▶ **DESCRIPTION OF THE TASK**
Search the data for the word "only" and copy every line that contains it.

Stored items
§

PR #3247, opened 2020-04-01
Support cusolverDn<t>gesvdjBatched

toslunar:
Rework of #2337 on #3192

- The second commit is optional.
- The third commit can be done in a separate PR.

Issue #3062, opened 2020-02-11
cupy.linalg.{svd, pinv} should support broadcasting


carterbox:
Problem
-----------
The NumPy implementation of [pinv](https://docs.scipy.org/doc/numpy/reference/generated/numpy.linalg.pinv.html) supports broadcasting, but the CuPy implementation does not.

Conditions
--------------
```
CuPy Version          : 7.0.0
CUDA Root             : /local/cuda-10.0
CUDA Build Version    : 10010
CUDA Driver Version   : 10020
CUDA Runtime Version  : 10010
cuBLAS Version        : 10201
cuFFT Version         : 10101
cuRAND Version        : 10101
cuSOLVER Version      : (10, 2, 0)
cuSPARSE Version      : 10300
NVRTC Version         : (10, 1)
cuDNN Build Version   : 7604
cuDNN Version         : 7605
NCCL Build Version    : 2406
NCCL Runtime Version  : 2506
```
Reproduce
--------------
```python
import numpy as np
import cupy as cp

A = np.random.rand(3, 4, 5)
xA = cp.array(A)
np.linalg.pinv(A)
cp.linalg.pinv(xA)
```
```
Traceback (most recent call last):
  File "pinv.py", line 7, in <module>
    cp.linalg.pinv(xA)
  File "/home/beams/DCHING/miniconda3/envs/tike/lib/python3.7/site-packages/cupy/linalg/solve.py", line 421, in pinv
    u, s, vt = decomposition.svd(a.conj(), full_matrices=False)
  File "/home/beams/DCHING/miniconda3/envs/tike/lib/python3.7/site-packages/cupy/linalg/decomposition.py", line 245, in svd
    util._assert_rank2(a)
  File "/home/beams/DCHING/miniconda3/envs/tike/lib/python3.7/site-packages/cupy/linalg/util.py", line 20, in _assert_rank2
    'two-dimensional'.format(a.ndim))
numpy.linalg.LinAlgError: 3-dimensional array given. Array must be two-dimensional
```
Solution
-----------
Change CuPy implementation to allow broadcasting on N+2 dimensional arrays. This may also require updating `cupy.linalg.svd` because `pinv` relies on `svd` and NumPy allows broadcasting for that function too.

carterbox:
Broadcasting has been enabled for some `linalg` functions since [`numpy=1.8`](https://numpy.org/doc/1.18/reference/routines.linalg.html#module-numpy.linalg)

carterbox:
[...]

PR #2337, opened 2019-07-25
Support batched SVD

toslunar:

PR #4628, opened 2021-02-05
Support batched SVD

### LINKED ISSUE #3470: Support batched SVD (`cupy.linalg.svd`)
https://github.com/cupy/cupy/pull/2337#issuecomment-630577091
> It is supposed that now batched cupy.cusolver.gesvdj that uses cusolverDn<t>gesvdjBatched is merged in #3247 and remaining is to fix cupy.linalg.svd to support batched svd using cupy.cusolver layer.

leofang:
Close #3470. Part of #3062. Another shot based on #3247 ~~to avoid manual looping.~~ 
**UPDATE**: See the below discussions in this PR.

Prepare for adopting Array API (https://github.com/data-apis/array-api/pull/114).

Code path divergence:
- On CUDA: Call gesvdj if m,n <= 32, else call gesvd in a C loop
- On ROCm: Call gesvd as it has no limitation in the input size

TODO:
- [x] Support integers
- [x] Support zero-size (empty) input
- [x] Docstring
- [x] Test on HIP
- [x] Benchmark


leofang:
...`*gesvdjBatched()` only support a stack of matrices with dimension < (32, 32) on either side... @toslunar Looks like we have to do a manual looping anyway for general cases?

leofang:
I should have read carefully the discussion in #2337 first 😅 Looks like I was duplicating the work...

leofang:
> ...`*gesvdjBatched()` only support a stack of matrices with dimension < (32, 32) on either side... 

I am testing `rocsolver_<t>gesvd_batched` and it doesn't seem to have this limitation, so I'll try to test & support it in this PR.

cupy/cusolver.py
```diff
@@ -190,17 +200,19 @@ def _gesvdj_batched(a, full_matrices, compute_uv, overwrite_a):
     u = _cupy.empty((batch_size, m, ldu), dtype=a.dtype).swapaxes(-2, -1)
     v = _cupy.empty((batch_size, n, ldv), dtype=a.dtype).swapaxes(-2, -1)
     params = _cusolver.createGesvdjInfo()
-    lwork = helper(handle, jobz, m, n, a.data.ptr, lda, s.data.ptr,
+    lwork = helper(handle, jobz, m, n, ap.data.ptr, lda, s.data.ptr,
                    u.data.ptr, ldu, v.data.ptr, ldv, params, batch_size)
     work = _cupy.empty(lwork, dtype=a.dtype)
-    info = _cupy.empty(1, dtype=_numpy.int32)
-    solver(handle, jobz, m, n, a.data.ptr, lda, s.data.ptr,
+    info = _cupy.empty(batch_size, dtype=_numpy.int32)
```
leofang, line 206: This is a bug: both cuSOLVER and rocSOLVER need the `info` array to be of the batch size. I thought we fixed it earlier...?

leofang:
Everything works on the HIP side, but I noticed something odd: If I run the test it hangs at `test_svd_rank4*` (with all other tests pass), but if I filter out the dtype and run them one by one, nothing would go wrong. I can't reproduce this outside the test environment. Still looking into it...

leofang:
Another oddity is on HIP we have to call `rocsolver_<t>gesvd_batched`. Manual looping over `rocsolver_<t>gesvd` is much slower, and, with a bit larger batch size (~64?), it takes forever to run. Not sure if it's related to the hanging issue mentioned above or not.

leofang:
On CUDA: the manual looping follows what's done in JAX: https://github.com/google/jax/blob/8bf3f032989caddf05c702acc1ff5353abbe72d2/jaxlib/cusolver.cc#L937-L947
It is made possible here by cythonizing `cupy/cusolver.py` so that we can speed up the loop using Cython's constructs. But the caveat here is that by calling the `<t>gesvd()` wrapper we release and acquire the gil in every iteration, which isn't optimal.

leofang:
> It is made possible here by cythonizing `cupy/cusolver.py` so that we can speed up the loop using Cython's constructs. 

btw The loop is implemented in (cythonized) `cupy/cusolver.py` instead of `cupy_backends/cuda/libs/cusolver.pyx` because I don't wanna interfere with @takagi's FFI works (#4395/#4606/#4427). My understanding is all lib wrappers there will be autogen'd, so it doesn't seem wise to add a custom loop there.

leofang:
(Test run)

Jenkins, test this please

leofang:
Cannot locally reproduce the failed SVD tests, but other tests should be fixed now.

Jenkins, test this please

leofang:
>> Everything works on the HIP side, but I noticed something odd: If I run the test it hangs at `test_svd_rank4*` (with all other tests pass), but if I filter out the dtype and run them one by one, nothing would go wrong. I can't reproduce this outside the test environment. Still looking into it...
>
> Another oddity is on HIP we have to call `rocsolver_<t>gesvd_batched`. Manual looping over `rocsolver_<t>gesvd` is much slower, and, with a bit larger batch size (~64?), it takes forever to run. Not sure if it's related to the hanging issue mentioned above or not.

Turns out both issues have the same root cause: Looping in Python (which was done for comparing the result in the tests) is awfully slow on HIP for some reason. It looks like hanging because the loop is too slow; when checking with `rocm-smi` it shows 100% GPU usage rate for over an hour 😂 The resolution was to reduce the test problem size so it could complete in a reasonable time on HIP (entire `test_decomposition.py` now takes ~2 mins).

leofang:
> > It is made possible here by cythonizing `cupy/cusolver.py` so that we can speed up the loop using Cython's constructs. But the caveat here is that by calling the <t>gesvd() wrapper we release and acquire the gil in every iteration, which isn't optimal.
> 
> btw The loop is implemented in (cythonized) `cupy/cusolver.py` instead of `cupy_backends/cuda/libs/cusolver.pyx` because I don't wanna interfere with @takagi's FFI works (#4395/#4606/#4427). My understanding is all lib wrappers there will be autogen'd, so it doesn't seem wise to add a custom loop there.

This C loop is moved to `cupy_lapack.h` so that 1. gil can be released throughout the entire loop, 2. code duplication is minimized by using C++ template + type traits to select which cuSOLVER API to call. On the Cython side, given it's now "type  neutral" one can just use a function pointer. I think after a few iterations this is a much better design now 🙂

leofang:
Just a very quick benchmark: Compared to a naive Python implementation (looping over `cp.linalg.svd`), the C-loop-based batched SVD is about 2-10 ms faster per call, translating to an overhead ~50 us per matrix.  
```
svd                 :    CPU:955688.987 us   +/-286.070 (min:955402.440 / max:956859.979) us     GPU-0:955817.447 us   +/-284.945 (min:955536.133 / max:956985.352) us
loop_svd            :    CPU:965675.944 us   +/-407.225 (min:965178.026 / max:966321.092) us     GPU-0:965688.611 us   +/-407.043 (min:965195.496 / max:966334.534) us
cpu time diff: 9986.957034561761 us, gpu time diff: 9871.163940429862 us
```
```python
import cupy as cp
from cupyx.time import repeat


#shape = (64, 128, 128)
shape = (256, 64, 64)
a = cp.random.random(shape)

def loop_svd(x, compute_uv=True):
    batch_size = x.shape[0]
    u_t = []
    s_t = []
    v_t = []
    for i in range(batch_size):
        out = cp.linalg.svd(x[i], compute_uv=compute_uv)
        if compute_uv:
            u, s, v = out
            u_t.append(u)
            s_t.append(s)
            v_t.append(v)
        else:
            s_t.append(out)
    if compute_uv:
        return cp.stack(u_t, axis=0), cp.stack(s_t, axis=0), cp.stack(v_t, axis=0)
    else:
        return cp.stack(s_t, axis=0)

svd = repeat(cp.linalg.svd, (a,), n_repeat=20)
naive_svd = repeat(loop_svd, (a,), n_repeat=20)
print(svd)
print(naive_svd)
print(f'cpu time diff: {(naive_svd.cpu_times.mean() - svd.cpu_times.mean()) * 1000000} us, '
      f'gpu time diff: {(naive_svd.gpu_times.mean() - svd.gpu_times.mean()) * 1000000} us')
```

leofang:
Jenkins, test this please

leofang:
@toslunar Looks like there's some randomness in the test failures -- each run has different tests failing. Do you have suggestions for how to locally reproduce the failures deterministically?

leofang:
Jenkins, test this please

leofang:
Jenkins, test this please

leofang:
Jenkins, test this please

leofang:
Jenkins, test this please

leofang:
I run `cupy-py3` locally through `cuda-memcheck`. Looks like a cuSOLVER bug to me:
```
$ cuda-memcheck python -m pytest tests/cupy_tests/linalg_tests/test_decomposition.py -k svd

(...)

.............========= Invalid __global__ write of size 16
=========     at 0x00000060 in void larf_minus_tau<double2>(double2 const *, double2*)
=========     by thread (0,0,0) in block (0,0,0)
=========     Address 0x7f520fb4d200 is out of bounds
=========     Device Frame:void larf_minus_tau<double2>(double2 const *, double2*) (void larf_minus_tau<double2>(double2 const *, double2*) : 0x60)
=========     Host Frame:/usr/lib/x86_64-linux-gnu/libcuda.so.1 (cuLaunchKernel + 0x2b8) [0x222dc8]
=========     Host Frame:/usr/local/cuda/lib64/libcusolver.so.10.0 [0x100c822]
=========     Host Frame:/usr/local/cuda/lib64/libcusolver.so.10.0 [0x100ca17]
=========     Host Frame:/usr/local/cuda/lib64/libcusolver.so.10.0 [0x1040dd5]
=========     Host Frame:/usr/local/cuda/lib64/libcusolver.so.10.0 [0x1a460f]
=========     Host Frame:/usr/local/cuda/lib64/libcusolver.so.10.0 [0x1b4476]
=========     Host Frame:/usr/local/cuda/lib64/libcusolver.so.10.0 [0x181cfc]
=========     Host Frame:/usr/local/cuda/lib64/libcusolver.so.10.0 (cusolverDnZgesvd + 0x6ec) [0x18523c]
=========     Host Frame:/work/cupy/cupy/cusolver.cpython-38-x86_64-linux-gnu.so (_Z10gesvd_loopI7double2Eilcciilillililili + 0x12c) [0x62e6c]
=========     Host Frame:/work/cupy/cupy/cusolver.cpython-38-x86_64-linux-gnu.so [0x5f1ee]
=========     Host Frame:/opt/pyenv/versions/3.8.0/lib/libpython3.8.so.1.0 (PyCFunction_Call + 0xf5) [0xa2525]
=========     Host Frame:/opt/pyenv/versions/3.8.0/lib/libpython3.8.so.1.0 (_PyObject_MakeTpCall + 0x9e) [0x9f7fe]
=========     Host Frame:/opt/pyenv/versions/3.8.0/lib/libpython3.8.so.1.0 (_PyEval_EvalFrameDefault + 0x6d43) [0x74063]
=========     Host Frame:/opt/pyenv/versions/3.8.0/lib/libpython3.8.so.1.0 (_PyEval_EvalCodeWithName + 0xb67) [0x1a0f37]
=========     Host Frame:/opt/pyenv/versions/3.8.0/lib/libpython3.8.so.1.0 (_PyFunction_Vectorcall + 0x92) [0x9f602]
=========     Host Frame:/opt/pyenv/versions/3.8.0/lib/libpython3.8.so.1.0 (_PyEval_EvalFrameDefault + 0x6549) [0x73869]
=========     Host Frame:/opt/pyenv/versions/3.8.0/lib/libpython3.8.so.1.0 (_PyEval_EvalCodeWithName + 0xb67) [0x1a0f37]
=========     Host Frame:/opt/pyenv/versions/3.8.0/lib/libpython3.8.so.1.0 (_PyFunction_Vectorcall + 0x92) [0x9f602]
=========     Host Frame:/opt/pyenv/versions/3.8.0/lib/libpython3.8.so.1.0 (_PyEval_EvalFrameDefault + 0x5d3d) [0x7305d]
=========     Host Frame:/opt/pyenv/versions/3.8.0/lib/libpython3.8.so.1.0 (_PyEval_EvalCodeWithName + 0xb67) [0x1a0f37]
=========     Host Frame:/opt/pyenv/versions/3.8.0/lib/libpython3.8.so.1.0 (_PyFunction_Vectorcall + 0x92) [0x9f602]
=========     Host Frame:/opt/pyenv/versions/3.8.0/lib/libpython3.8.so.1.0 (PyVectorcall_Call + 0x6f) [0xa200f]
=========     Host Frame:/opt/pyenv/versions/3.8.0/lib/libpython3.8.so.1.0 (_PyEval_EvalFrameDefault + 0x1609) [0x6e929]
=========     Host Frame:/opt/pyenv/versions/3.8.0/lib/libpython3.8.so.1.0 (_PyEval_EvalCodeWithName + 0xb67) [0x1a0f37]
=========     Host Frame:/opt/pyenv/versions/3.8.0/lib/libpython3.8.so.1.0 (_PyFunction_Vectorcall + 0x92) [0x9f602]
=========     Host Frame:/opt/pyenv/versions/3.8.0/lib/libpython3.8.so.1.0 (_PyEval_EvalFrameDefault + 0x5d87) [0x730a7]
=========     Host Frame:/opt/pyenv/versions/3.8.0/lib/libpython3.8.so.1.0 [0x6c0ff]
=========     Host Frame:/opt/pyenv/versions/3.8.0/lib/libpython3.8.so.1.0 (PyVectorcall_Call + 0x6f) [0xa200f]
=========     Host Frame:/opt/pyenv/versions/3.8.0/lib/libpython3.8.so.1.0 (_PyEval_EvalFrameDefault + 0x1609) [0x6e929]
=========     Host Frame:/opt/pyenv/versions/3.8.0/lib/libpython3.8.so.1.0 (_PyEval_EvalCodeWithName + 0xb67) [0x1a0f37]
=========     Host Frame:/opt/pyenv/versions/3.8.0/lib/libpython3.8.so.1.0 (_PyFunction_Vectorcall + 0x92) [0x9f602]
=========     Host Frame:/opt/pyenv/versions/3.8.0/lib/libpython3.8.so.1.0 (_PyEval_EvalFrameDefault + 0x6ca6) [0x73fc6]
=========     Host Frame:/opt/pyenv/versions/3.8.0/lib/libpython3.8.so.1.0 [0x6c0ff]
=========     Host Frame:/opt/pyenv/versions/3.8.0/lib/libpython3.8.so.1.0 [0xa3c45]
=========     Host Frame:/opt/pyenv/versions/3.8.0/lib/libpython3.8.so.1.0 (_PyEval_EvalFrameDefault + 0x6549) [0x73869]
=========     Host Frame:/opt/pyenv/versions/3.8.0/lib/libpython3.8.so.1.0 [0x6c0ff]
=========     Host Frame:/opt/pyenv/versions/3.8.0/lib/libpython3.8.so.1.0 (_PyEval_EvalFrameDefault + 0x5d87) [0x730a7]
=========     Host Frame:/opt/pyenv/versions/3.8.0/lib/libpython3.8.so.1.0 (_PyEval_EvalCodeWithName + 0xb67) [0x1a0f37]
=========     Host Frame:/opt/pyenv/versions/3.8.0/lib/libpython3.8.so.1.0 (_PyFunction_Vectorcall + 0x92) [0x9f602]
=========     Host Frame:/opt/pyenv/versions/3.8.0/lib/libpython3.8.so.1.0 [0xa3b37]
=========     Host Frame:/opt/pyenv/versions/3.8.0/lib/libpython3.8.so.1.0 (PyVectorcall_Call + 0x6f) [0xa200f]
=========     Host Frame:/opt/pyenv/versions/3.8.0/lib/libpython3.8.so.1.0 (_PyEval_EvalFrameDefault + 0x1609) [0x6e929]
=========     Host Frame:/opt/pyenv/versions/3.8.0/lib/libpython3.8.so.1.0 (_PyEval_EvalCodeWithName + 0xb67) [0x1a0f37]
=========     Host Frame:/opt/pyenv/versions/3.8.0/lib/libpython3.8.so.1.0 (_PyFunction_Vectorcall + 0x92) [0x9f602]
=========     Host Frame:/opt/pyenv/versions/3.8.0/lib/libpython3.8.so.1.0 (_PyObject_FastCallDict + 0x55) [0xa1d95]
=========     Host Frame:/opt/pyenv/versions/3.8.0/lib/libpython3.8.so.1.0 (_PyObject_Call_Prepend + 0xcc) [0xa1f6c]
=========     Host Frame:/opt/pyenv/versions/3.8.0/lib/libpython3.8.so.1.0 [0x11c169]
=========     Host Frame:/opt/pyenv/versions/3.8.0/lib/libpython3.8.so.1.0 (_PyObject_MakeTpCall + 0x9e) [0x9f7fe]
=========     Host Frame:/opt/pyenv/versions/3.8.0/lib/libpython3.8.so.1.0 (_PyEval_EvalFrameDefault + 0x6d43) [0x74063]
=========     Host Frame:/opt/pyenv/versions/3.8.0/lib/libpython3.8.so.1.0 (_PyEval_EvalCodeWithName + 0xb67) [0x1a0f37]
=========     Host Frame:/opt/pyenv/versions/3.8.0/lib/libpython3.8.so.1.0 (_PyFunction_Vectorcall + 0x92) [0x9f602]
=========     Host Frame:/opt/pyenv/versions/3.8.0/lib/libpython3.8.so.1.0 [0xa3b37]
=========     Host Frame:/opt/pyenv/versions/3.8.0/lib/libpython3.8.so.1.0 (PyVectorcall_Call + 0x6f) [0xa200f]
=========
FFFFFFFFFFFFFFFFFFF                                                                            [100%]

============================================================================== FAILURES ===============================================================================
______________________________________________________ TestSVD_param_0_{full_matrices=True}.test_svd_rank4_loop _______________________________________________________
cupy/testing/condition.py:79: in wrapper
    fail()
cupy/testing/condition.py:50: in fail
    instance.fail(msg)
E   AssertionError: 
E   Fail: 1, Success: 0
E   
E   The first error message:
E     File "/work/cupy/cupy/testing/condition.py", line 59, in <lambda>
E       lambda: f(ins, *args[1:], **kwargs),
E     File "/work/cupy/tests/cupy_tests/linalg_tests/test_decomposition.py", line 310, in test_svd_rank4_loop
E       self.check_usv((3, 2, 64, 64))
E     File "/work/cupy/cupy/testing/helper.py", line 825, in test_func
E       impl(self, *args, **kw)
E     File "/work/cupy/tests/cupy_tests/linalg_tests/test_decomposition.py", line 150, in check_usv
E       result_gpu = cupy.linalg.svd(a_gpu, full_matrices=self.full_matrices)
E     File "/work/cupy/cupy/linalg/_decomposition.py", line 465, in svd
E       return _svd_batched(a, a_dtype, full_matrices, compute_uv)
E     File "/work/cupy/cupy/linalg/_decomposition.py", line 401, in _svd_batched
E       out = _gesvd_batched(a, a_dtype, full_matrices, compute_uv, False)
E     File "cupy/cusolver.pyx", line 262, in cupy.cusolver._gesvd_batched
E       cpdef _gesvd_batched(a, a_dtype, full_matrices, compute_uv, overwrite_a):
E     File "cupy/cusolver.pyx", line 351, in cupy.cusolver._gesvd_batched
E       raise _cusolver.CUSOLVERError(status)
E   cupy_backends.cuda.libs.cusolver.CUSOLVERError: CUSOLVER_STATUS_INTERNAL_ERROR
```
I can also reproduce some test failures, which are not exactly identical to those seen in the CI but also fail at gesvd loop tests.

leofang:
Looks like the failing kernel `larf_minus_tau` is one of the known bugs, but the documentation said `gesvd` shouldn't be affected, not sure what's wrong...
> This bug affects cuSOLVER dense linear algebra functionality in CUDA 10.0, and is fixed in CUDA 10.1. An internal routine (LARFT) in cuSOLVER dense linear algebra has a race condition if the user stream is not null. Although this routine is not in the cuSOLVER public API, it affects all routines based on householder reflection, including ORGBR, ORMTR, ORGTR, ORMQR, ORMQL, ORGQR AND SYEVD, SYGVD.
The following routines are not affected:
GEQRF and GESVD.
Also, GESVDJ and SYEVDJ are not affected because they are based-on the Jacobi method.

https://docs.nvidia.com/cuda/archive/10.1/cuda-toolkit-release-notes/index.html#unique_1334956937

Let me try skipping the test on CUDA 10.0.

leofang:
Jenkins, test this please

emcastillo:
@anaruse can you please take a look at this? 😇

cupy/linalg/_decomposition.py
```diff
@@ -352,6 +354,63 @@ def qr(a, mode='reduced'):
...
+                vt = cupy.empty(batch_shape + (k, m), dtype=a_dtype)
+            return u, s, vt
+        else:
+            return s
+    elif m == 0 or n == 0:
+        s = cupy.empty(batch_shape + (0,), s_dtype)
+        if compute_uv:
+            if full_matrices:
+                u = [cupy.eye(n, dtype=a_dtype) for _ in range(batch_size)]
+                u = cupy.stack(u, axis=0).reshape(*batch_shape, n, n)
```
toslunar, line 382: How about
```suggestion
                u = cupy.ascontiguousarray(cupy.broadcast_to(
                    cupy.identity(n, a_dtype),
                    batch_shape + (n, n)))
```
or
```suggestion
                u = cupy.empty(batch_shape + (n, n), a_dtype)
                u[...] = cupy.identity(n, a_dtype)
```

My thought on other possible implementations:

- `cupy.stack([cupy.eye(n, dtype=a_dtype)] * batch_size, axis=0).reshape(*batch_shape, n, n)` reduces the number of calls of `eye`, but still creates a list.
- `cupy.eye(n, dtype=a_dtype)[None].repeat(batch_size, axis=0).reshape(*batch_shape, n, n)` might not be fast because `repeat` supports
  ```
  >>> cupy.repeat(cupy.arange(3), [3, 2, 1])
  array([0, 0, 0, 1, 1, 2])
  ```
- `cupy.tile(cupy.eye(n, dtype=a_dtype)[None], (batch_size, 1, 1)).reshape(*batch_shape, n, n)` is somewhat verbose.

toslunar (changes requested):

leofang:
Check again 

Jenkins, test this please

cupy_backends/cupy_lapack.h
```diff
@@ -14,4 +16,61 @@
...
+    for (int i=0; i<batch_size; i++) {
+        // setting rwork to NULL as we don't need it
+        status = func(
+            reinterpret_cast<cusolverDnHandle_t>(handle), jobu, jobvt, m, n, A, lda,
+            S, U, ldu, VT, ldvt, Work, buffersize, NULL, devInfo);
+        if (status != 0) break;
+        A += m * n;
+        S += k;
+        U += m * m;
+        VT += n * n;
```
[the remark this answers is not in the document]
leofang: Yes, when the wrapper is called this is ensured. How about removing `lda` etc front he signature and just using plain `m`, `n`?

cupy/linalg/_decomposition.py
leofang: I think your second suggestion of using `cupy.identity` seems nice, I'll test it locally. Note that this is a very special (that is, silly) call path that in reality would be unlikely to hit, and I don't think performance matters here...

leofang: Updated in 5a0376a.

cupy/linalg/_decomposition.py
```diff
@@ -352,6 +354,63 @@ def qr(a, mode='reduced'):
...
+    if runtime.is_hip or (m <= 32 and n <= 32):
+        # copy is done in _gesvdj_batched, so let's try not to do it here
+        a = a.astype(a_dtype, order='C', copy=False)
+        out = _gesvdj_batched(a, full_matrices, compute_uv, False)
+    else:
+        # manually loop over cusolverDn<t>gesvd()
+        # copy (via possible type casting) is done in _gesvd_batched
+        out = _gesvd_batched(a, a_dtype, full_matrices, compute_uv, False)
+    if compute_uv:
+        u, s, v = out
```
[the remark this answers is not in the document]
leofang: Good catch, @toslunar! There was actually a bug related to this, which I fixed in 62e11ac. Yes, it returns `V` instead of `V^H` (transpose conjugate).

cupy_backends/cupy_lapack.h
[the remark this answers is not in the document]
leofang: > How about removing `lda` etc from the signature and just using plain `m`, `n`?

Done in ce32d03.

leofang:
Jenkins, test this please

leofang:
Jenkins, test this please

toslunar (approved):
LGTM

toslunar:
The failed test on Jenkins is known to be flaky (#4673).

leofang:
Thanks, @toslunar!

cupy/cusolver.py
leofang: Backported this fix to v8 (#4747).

§

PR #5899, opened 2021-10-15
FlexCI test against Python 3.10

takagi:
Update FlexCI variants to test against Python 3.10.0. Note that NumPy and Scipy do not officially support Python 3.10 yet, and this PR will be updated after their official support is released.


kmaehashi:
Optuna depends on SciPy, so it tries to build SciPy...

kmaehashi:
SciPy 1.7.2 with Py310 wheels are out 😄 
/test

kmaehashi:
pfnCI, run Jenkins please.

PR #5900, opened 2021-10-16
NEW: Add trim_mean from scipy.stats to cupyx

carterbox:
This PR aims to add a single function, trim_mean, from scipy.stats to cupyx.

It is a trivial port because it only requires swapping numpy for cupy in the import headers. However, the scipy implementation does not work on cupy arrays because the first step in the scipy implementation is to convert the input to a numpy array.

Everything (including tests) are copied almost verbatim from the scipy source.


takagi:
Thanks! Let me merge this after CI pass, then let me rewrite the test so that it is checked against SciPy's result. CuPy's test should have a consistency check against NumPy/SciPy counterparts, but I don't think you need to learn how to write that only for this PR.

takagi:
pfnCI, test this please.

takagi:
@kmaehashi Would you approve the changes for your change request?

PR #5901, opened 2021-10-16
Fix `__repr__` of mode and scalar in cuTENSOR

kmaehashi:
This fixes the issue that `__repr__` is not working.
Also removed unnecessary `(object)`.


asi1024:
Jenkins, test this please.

§

▶ **COMPLETED EXERCISE**
...`*gesvdjBatched()` only support a stack of matrices with dimension < (32, 32) on either side... @toslunar Looks like we have to do a manual looping anyway for general cases?
> ...`*gesvdjBatched()` only support a stack of matrices with dimension < (32, 32) on either side... 
It is a trivial port because it only requires swapping numpy for cupy in the import headers. However, the scipy implementation does not work on cupy arrays because the first step in the scipy implementation is to convert the input to a numpy array.
Thanks! Let me merge this after CI pass, then let me rewrite the test so that it is checked against SciPy's result. CuPy's test should have a consistency check against NumPy/SciPy counterparts, but I don't think you need to learn how to write that only for this PR.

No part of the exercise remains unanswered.